Write the records out once more, exactly as they are given.

----

PR #1210, opened 2026-09-16
fix(gateway): forward ttft_ms in hybrid-mode usage reports

AmirF194:
## Description

Follow-up to #1099, per coderabbitai's review comment there: `ttft_ms` never reaches the platform when `platform_active` is true. `build_streaming_response`'s `_on_complete`, `_on_no_usage` and `_on_error` all branch on `platform_active` and, when true, report through `_report_platform_usage` instead of `log_usage`. `_report_platform_usage` had no `ttft_ms` parameter or payload field, so #1099's TTFT tracking only reached the standalone path.

Gave `_report_platform_usage` an optional `ttft_ms` parameter and included it in the usage-report payload when set, then passed `_ttft_ms(started_at, first_chunk_at)` from the three streaming callbacks, the same call every standalone `log_usage` site already makes.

----

TASK SOLUTION =
PR #1210, opened 2026-09-16
fix(gateway): forward ttft_ms in hybrid-mode usage reports

AmirF194:
## Description

Follow-up to #1099, per coderabbitai's review comment there: `ttft_ms` never reaches the platform when `platform_active` is true. `build_streaming_response`'s `_on_complete`, `_on_no_usage` and `_on_error` all branch on `platform_active` and, when true, report through `_report_platform_usage` instead of `log_usage`. `_report_platform_usage` had no `ttft_ms` parameter or payload field, so #1099's TTFT tracking only reached the standalone path.

Gave `_report_platform_usage` an optional `ttft_ms` parameter and included it in the usage-report payload when set, then passed `_ttft_ms(started_at, first_chunk_at)` from the three streaming callbacks, the same call every standalone `log_usage` site already makes.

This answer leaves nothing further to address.